As was customary for Ford, the new cars were still very affordable; in fact, the cheapest 1932 Model B roadster was actually $20 less than the equivalent 1931 Model A. The Model 18 cost $50 more than the equivalent Model B, but was still aggressively priced, costing only $15 more than a comparable 1932 Chevrolet and undercutting Plymouth by almost $100. (If the latter sounds trivial today, we should note that Ford’s price advantage over Plymouth was equivalent to almost $1,500 in inflation-adjusted modern dollars.)

1932 Ford Model B front 3q © 2007 Don O'Brien (used with permission)
This is a 1932 Ford Model B rumble seat roadster, distinguishable from the slightly more expensive cabriolet by its folding windshield. The Model B was nearly identical externally to the V8-powered Model 18, sharing its 165.5-inch (4,204mm) overall length and 106-inch (2,692mm) wheelbase, but was somewhat lighter and $50 cheaper. (Photo: “1932 Ford Model B” © 2007 Don O’Brien; used with permission)

The four-cylinder Model B was anemic compared to its Chevrolet and Plymouth rivals, but the Model 18 was another matter. The flathead V8 was not dramatically more powerful than Chevy’s 194 cu. in. (3,184 cc) six (with 60 hp/45 kW) or Plymouth’s 196 cu. in. (3,213 cc) four (with 65 hp/49 kW), but V8 Fords were up to 280 lb (127 kg) lighter than either competitor, making for a significantly better power-to-weight ratio. Britain’s The Autocar found that a V8 Ford cabriolet could reach a top speed of nearly 80 mph (126 km/h), brisk business for an inexpensive car of the time. The Ford was nimble, too, although it was not particularly quiet or smooth.

Despite its sub-par acceleration, the Model B accounted for nearly 76,000 sales in 1932, compared to more than 179,000 V8s. While the V8 was clearly the more popular of the two engines, its early production problems meant that there initially few to go around. Furthermore, while the V8’s $50 price premium was eminently reasonable, it was still a lot of money for working-class buyers in the depths of the Great Depression, particularly for a completely new and untried engine.

1932 Ford Model B engine © 2007 Don O'Brien (used with permission)
The Model B’s engine was a heavily revised version of the four used in the Model A. Its bore and stroke were the same, but it had a new crankshaft, larger main bearings, a higher compression ratio (a still-modest 4.6:1), and a bigger carburetor. Although Ford advertised it at 50 hp, its gross rating was actually 52 hp (39 kW), compared to only 40 hp (30 kW) for the Model A. (Photo: “Ford Model B-2” © 2007 Don O’Brien; used with permission)


If buyers were wary of the new V8, they had ample reason. Rushing an entirely new engine into mass production in only 16 months would have been daring even if the development and testing process had been less erratic. In a taped interview with Owen Bombard in the early fifties, engineer Larry Sheldrick lamented that Ford had basically used its customers to do the testing that should have been done by the factory.

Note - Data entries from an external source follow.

PR #881, opened 2024-06-05
MAT-370 – fix `DonationService::runWithPossibleRetry()` silently swallowing errors

NoelLH:
Prevent problems from donation create actions continuing after persistent errors. And add a test for `Donations\Create` specifically to verify that errors are surfaced in API responses and that exactly the maximum # of attempts are made at persistence before giving up.

### DIFF
--- a/src/Application/Actions/Donations/Create.php
+++ b/src/Application/Actions/Donations/Create.php
@@ -4,6 +4,8 @@ declare(strict_types=1);
 
 namespace MatchBot\Application\Actions\Donations;
 
+use Doctrine\DBAL\Exception\ServerException as DBALServerException;
+use Doctrine\ORM\Exception\ORMException;
 use MatchBot\Application\Actions\Action;
 use MatchBot\Application\Actions\ActionError;
 use MatchBot\Application\Actions\ActionPayload;
@@ -137,6 +139,19 @@ class Create extends Action
                     new ActionError(
                         ActionError::SERVER_ERROR,
                         'Could not make Stripe Payment Intent (B)'
+                    ),
+                ),
+            );
+        } catch (ORMException | DBALServerException $ex) {
+            // '(D)' errors are DB persistence issues, typically ones that still exist after some retries.
+            return $this->respond(
+                $response,
+                new ActionPayload(
+                    500,
+                    null,
+                    new ActionError(
+                        ActionError::SERVER_ERROR,
+                        'Could not make Stripe Payment Intent (D)'
                     ),
                 ),
             );
--- a/src/Domain/DonationService.php
+++ b/src/Domain/DonationService.php
@@ -25,7 +25,7 @@ use Symfony\Component\Notifier\Message\ChatMessage;
 
 readonly class DonationService
 {
-    private const MAX_RETRY_COUNT = 4;
+    private const MAX_RETRY_COUNT = 3;
 
     public function __construct(
         private DonationRepository $donationRepository,
@@ -80,7 +80,7 @@ readonly class DonationService
             throw new CampaignNotOpen("Campaign {$donation->getCampaign()->getSalesforceId()} is not open");
         }
 
-        // Must persist before Stripe work to have ID available.
+        // Must persist before Stripe work to have ID available. Outer fn throws if all attempts fail.
         $this->runWithPossibleRetry(function () use ($donation) {
             $this->entityManager->persistWithoutRetries($donation);
             $this->entityManager->flush();
@@ -260,6 +260,7 @@ readonly class DonationService
      * then we still have any required related new entities in the Unit of Work.
      * @param \Closure $retryable The action to be executed and then retried if necassary
      * @param string $actionName The name of the action, used in logs.
+     * @throws ORMException|DBALServerException if they're occurring when max retry count reached.
      */
     private function runWithPossibleRetry(\Closure $retryable, string $actionName): void
     {
@@ -282,6 +283,18 @@ readonly class DonationService
                 $seconds = (new Randomizer())->getFloat(0.1, 1.1);
                 \assert(is_float($seconds)); // See https://github.com/vimeo/psalm/issues/10830
                 $this->clock->sleep($seconds);
+
+                if ($retryCount === self::MAX_RETRY_COUNT) {
+                    $this->logger->error(
+                        sprintf(
+                            $actionName . ' error: %s. Giving up after %d retries.',
+                            $exception->getMessage(),
+                            self::MAX_RETRY_COUNT,
+                        )
+                    );
+
+                    throw $exception;
+                }
             }
         }
     }
--- a/tests/Application/Actions/Donations/CreateTest.php
+++ b/tests/Application/Actions/Donations/CreateTest.php
@@ -877,36 +877,23 @@ class CreateTest extends TestCase
     {
         $donation = $this->getTestDonation(true, true, true);
 
-        $app = $this->getAppInstance();
+        $app = $this->getAppWithCommonPersistenceDeps(
+            donationPersisted: false,
+            donationPushed: false,
+            donationMatched: false,
+            donation: $donation,
+        );
         $container = $app->getContainer();
         \assert($container instanceof Container);
-        $donationRepoProphecy = $this->prophesize(DonationRepository::class);
-
-        // Use a custom Prophecy Promise to vary the simulated behaviour.
-        $donationRepoProphecy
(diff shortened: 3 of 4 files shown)


src/Domain/DonationService.php
```diff
@@ -25,7 +25,7 @@
 
 readonly class DonationService
 {
-    private const MAX_RETRY_COUNT = 4;
+    private const MAX_RETRY_COUNT = 3;
```
NoelLH, line 28: Given some failure modes have slightly increased negative impacts by retrying a lot of times, and I can't remember seeing anything in donation setup succeeding after a 3rd time or later, I think 3 is a good number for now. Not set on the change though!

src/Application/Actions/Donations/Create.php
```diff
@@ -140,6 +142,19 @@ protected function action(Request $request, Response $response, array $args): Re
                     ),
                 ),
             );
+        } catch (ORMException | DBALServerException $ex) {
```
bdsl, line 145: don't we need to make an error log / alarm if we catch these exceptions?

src/Domain/DonationService.php
```diff
@@ -282,6 +283,18 @@ private function runWithPossibleRetry(\Closure $retryable, string $actionName):
...
+                    $this->logger->error(
+                        sprintf(
+                            $actionName . ' error: %s. Giving up after %d retries.',
+                            $exception->getMessage(),
+                            self::MAX_RETRY_COUNT,
+                        )
+                    );
+
+                    throw $exception;
+                }
```
bdsl, line 297: this LGTM - equivalent to wrapping the entire runWithPossibleRetry in another try/catch just to log the final error in case all tries fail, making it clear that it failed after the retries.

src/Application/Actions/Donations/Create.php
NoelLH: There should be two alarms so far:
1. the new "... Giving up ..." log in `DonationService`
2. the return status 500 alarm

It won't have a full trace but I think maybe for this type of exception the message is enough for it to be quite clear. Open to suggestions on tweaking it though.

tests/Application/Actions/Donations/CreateTest.php
```diff
@@ -871,6 +873,46 @@ public function testSuccessWithMinimalData(): void
         $this->assertEquals('123CampaignId12345', $payloadArray['donation']['projectId']);
     }
 
+    public function testErrorWhenAllDbPersistCallsFail(): void
```
bdsl, line 876: the code you added to the Create controller is very simple and IMHO doesn't need testing. But the if condition in the DonationService probably does. I feel like we'd probably be able to write a significantly simpler and clearer test if it was a test for the DonationService, rather than a test for the Create controller. 

This test also doesn't mutation-cover the call to `$this->logger->error`, which I think is the main point of this PR. @NoelLH what do you think about testing the DonationService instead?

bdsl (approved):
LGTM but please also see comments inline.

tests/Application/Actions/Donations/CreateTest.php
bdsl: https://output.circle-artifacts.com/output/job/58cf5124-bb3d-46de-8f7d-97c369b00810/artifacts/0/reports/mutation-testing-all-files/infection.html#mutant/Domain/DonationService.php 

image

NoelLH: Good point. I would definitely prefer to do both, I think it's good to also cover the end to end behaviour for such an important endpoint. Agree that the greater value is in testing `DonationService`.

src/Application/Actions/Donations/Create.php
bdsl: ah ok, I didn't realise returning 500 automatically generated an alarm. That should be fine then. I don't quite like relying on an alarm having been logged earlier in a different class when we catch an exception.

tests/Application/Actions/Donations/CreateTest.php
bdsl: @NoelLH I think covering the end to end happy path behaviour is important, I don't really see the value in testing at this level for the error case.

tests/Domain/DonationServiceTest.php
```diff
@@ -88,6 +70,71 @@ public function testIdentifiesCharityLackingCapabilities(): void
...
-        $this->sut->createDonation($donationCreate, $customerId);
+        $this->sut->createDonation($donationCreate, self::CUSTOMER_ID);
+    }
+
+    public function testInitialPersistRunsOutOfRetries(): void
+    {
+        $logger = $this->prophesize(LoggerInterface::class);
+        $logger->info('Donation Create persist before stripe work error: . Retrying 1 of 3.')->shouldBeCalledOnce();
+        $logger->info(Argument::type('string'))->shouldBeCalled();
+        $logger->error('Donation Create persist before stripe work error: . Giving up after 3 retries.')
```
NoelLH, line 81: Potentially a not-worthwhile amount of work to make the exception more realistic and still of this type?

Trying to do it the normal Prophecy way gives
> Can not add prophecy for a method `Double\Doctrine\DBAL\Exception\UniqueConstraintViolationException\P37::getMessage()`
as it is a final method.

bdsl: Yeah it's awkward because the exception constructor is internal and its final. Maybe that's a hint we should be catching something more general - not sure. But if you don't mind the psalm errors this way gives us a test that checks we're passing the message through:

```diff
--- a/tests/Domain/DonationServiceTest.php
+++ b/tests/Domain/DonationServiceTest.php
@@ -2,6 +2,7 @@
 
 namespace MatchBot\Tests\Domain;
 
+use Doctrine\DBAL\Driver\PDO\Exception;
 use Doctrine\DBAL\Exception\UniqueConstraintViolationException;
 use MatchBot\Application\HttpModels\DonationCreate;
 use MatchBot\Application\Matching\Adapter;
@@ -76,9 +77,9 @@ class DonationServiceTest extends TestCase
     public function testInitialPersistRunsOutOfRetries(): void
     {
         $logger = $this->prophesize(LoggerInterface::class);
-        $logger->info('Donation Create persist before stripe work error: . Retrying 1 of 3.')->shouldBeCalledOnce();
+        $logger->info('Donation Create persist before stripe work error: An exception occurred in the driver: EXCEPTION_MESSAGE. Retrying 1 of 3.')->shouldBeCalledOnce();
         $logger->info(Argument::type('string'))->shouldBeCalled();
-        $logger->error('Donation Create persist before stripe work error: . Giving up after 3 retries.')
+        $logger->error('Donation Create persist before stripe work error: An exception occurred in the driver: EXCEPTION_MESSAGE. Giving up after 3 retries.')
             ->shouldBeCalledOnce();
 
         $this->sut = $this->getDonationService(withAlwaysCrashingEntityManager: true, logger: $logger->reveal());
@@ -101,8 +102,9 @@ class DonationServiceTest extends TestCase
     ): DonationService {
         $emProphecy = $this->prophesize(RetrySafeEntityManager::class);
         if ($withAlwaysCrashingEntityManager) {
-            $exception = $this->prophesize(UniqueConstraintViolationException::class);
-            $emProphecy->persistWithoutRetries(Argument::type(Donation::class))->willThrow($exception->reveal());
+            $emProphecy->persistWithoutRetries(Argument::type(Donation::class))->willThrow(
+                new UniqueConstraintViolationException(new Exception('EXCEPTION_MESSAGE'), null)
+            );
         }
 
```

I need to eat a bit, lets have a call later and get this merged together?

Also for the logger I feel like an in-memory logger would make the test quite a bit simpler to read than mocking the calls to it? Can easily write our own or use one off the shelf like  https://github.com/MetaSyntactical/inmemory-logger/blob/2.2.x/src/InMemoryLogger.php  (I don't remember where I found that one now, no idea if it's the best)

tests/Application/Actions/Donations/CreateTest.php
bdsl: Maybe - I think these sort of tests are not all that cheap to own, they tend to slow down changes quite a lot.

tests/Domain/DonationServiceTest.php
NoelLH: I'll be offline before the end of your current session I think @bdsl but suppressing a psalm error sounds OK in this case. Integrating a different test logger seems like it would make sense to do as a later enhancement to me.

bdsl (approved):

1936 Ford DeLuxe roadster front 3q © Aaron Severson
The 1935-1936 Fords were the last designed by Briggs Mfg. Co. Stylist Phil Wright designed the very successful 1935 model, while the 1936 car was facelifted by Bob Koto. Note the small grilles in the fender ‘spats’; these cover the twin horns included with the DeLuxe trim level.

The early V8’s problems were numerous. Block cracking was common and piston failure became almost routine. Oil consumption was often massive; without frequent top-ups, the entire 4-quart (1.9-liter) capacity might be consumed before the first tank of fuel was gone. The fuel pump was prone to vapor lock in the summer and freezing in the winter. Overheating remained a constant issue, particularly on the more heavily stressed commercial models.

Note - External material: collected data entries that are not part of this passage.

PR #882, opened 2024-06-05
MAT-370 – ensure EntityManager's open right after campaign data preparation

NoelLH:


src/Domain/DonationService.php
```diff
@@ -80,6 +80,14 @@ public function createDonation(DonationCreate $donationData, string $pspCustomer
             throw new CampaignNotOpen("Campaign {$donation->getCampaign()->getSalesforceId()} is not open");
         }
 
+        // A closed EM can happen if the above tried to insert a campaign or fund, hit a duplicate error because
+        // another thread did it already, then successfully got the new copy. There's been no subsequent
+        // database persistence that needed an open manager, so none replaced the broken one. In that
+        // edge case, we need to handle that before `persistWithoutRetries()` has a chance of working.
+        if (!$this->entityManager->isOpen()) {
+            $this->entityManager->resetManager();
```
bdsl, line 88: I think reset manager is going to mean we lose track of any entities, that we might have made changes to and would otherwise expect to be persisted as part of the unit of work. Can we know from inside DonationService that that isn't a problem?

Maybe this is an argument against having created the donation service. We can see right now that there's nothing before this in `\MatchBot\Application\Actions\Donations\Create::action` that would need to be persisted, but it isn't safe to assume that that will stay that way or that that will always be the only caller to the service method. 

I think if the EM is closed it's probably safer to either just let the script crash, or if we have to reset the manager from the controller where we have a bit more of an overview.

bdsl: Also thinking about if the issue is two requests trying to create the same campaign - is there any reason we can't do an upsert instead of insert? 

I think the ORM can't do an upsert  https://github.com/doctrine/orm/issues/5178 but we should be able to upsert it with SQL code fairly easily.

bdsl: Or I'm wondering if we could catch the unique constraint exception inside \MatchBot\Domain\CampaignRepository::pullNewFromSf

If that's thrown it implies the campaign is already in our DB so we can find it and return there.

NoelLH: I think that the recovery from the unique constraint crash already works (as far as getting a Campaign in memory), but leaves the EM unusable. So I think catching in a different method would leave us with the same amount of cleaning up to think about?

Upserting without the ORM is definitely interesting. In principle yes, but as we have some ORM-managed cascades to funds etc. I think it might introduce more risk than it fixes at this point.

In this particular case I think that a closed EM suggests that we have a Campaign in memory, and that we didn't just persist it but rather queried an existing one. So while it's true that this wouldn't be safe to do in other situations it doesn't feel intrinsically that risky to me. Maybe we can add more assertions to satisfy ourselves that we are in that exact situation before we do an EM reset? I think moving the catch to the controller would be OK but not necessarily better than this is we only know about one very narrow case where it's necessary.

I'd much rather not bail out entirely if we know we have workable methods to recover and avoid a 500.

bdsl: @NoelLH OK - shall we just just add a note to the dockblock of createDonation to warn that it has a possibility to reset the EM and flush the EM while losing any entities that were previously tracked in the UoW?

bdsl (approved):

src/Domain/DonationService.php
NoelLH: Yes, that makes sense @bdsl – will add and then merge.

PR #892, opened 2024-06-13
MAT-363 – re-apply work to queue Salesforce pushes, log more, and lock Donations proactively

NoelLH:
Reverts thebiggive/matchbot#891 and adds a fix.

It's possible that we will see some level of errors from locks not being acquired and will need to add retries, but I think we can try it without first.


dorota-joanna (approved):
LGTM

PR #893, opened 2024-06-13
MAT-363 – attempted extra Donation locking

NoelLH:
WIP. Like https://github.com/thebiggive/matchbot/pull/892 plus locks that seemed prudent, but in one case also break integration tests.


bdsl:
@NoelLH is this still relevant?

NoelLH:
> @NoelLH is this still relevant?

Maybe. I need to review the risk of not locking in the extra places.

NoelLH:
Superseded by https://github.com/thebiggive/matchbot/pull/1365

PR #916, opened 2024-06-21
MAT-363 – patch SF metadata together; fix test broken in last `develop` push

NoelLH:


src/Domain/DonationRepository.php
```diff
@@ -43,12 +42,11 @@ public function setMatchingAdapter(Matching\Adapter $adapter): void
         $this->matchingAdapter = $adapter;
     }
 
-    public function doCreate(SalesforceWriteProxy $proxy): bool
+    public function doCreate(SalesforceWriteProxy $proxy): ?string
     {
         $donation = $proxy;
         try {
             $salesforceDonationId = $this->getClient()->create($donation);
-            $donation->setSalesforceId($salesforceDonationId);
```
bdsl, line 51: is deleting this to avoid making the entity appear dirty to the EM? I think that makes sense with the other changes.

Some, although by no means all, of these problems were rectified in the first year or two of production. Charlie Sorenson developed new casting methods that alleviated the block-cracking problems, while Henry Ford eventually relented on a few of his less-successful design demands, including the single-plane intake manifold and, by 1937, the high-mounted water pumps. By 1934, the V8 had become a reasonably trustworthy engine, although Ford continued to make running changes throughout the flathead V8’s lifetime — usually though not always for the better.

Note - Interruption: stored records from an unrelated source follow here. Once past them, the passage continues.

PR #922, opened 2024-06-25
MAT-363 – Salesforce push queueing with much less database state mgmt

NoelLH:


NoelLH:
WIP – couple of unit test issues and a circular dependency problem in integration tests

NoelLH:
Tests and DI sorted for the most part, but some caveats block merging until some final work is done I think. I'll try to comment on those points.

integrationTests/DonationRepositoryTest.php
```diff
@@ -249,7 +255,11 @@ public function donationAgesDataProvider(): array
         return [
             [0, false],
             [299, false],
-            [300, true],
+            // TODO Even with a prophesised response, this last data set gives
```
NoelLH, line 258: Not clear why this scenario is failing when uncommented – the prophesised bus should cover both calling and not calling dispatch

src/Application/Messenger/DonationUpdated.php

The teething pains did not affect the V8’s popularity, which took off quickly once the early production delays had been resolved. Sales of the Model B tapered off quickly after 1932 and Ford dropped it entirely in March 1934, but it took less than a year to sell a million V8s. By June 1940, the total had hit 7 million.

1936 Ford DeLuxe roadster wind wing © Aaron Severson
Wind wings were included on the 1936 Ford DeLuxe roadster, but side windows were not; note the snaps for the side curtains, not fitted here. This car wears an authentic Cordoba tan paint job with Poppy red pinstripes. Cordoba tan, incidentally, was the only factory color available for station wagons at this time.


Ford brochures claimed that the new V8 set a new standard for performance in mass market cars and that became even more true as Ford began to address the engine’s early problems. Along with greater reliability, the engineers found more power: 75 hp (56 kW) in 1933 and 85 hp (63 kW) thereafter. (For reasons that remain unclear to us, Ford claimed 90 hp (67 kW) in 1936, but returned to the 85 hp rating the following year.) While Ford never had a vast advantage over Chevrolet and Plymouth in rated horsepower, it was consistently the quickest member of the “Low-Priced Three.”

1936 Ford DeLuxe roadster side
Ford cars grew steadily bigger throughout the thirties. The 1936 models were 182.8 inches (4,642 mm) long on a 112-inch (2,845mm) wheelbase, 17.3 inches (438 mm) longer and around 280 lb (127 kg) heavier than the ’32. (That’s one of the reasons hot rodders have long preferred the ’32 Ford.) Starting in 1935, Ford’s transverse leaf springs were mounted outboard of the axles, increasing the spring base in search of a softer ride. Brakes were still mechanical, a feature Ford advertised proudly as safer than hydraulics.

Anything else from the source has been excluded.